Ian Giles, Studio Four
4 - 6 October
Utilising social networks, Ian Giles enables queer histories and contemporary experiences to be shared, recorded and celebrated through film, performance and events.
Ian Giles’ recent exhibitions and screenings include: Trojan Horse / Rainbow Flag, presented by Gasworks at Bethnal Green Working Men’s Club, London; After BUTT, NY Art Book Fair, MoMA PS1, New York (2018); Video Club: Sex Talks, Stedelijk Museum, Amsterdam (2018); After BUTT, Chelsea Space, London (2018) and Connected Works, Harvard University, Cambridge USA (2016). Ian was an inaugural winner of the Shannon Michael Cane Award in 2018 and was a LUX Associate Artist 2012/13. He completed his MFA at Slade School of Fine Art, UCL in 2012.

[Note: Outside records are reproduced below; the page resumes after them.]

PR #403, opened 2024-11-29
x1plusd: Dynamic module and driver loading

### LINKED ISSUE #386: Dynamically load/register i2c drivers

### LINKED ISSUE #399: Dynamic X1Plusd module loading

WolfwithSword:
Expanding on the WIP i2c loading, I started working on dynamic x1plusd driver/module loading.

- All core x1plusd modules are untouched
- Custom modules (such as polar_cloud) will be dynamically loaded
  - X1Plusd Module files will be either within `x1plusd` package or a single subpackage folder within the same directory.
  - i2c drivers, led animations, actions have their own directories to load from. Expansion drivers load from the same directory as themselves. These are mostly for organization
  - They must confirm to a docstring standard to be scanned and loaded
- Modules are imported with their respective package name, so relative imports and logging paths still work as expected
- If a module fails to import, only it should fail. If it has a start function, it should perform error handling.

“…the 30p entrance on Saturdays includes a whacking great sandwich buffet…” Bangs Disco at Studio Four, as remembered in Gay News.
Ian Giles hosted a weekend-long programme of events related to LGBTQI+ Norwich as part of his New Geographies commission at OUTPOST Gallery.
The events happened in and around Outhouse, a mobile queer space traveling across East Anglia. The transparent cylindrical space features photographs and ephemera related to historic and contemporary LGBTQI+ culture from the East. The title Outhouse is a nod to Outhouse East a Colchester charity offering support and information to LGBTQI+ people.
For OUTPOST; Giles collaborated with Joanne Foster Murdoch, David Shenton, Alison Graham and Chris Francis to produce a public programme, including a 1970s club-night in honour of Studio Four, the long-lost Norwich gay club. Earlier this year, Ian Giles established Open Ramble East, an inclusive and versatile group of people who organised rambling walks for local lesbian, gay, bisexual, transgender, queer and intersex people. These walks were about celebrating LGBTQI+ sites in Norwich, Great Yarmouth, Cambridge and Colchester. Within the exhibition images from these walks are mixed with material from the Gay Outdoors Club archive, a national rambling group founded in 1973. The installation offered glimpses of proto gay couples from 17th Century Cambridge, queer symbolism and a rereading of landscape through an LGBTQI+ lens. Pink Is The Strongest Colour; a film presented within the installation, is made from found footage of which only the pink ink has not degraded. The film nods at a lack of preservation of LGBTQI+ objects and narratives.
Outhouse was produced by Originalprojects; in partnership with Firstsite, Kettle’s Yard and OUTPOST as part of New Geographies.
Thursday 3 October | 6-9pm
Studio Four
DJ musicandlights played a selection of 1970s dance and disco music in memory of Bangs Disco at Studio Four, the long-lost Norwich gay club-night active until 1983. The club was called Studio Four because it was next door to the three studios at Anglia Television.
Friday 4 October | 2pm - 4pm
The Dicey Game of Cottaging
Members of the public had a go at being a Lilly; (police officer), entrapping someone or try to escape the prying eyes of the police with the boardgame devised and illustrated by cartoonist David Shenton. Jo Foster-Murdoch and David encouraged an open discussion about how homosexuality has been policed, both nationally and locally. Tea and refreshments provided, but individuals were invited to bring any baked goods to share.
Saturday 5 October | 3 - 4pm
Getting Away From Distant Things
Poet Alison Graham shared her poems inspired by walks in Norwich, Great Yarmouth, Cambridge and Colchester. These newly commissioned poems are fluid, performative and warm; full of tastes, sound and activity. Alison is a graduate of the Creative Writing Poetry MA at the University of East Anglia.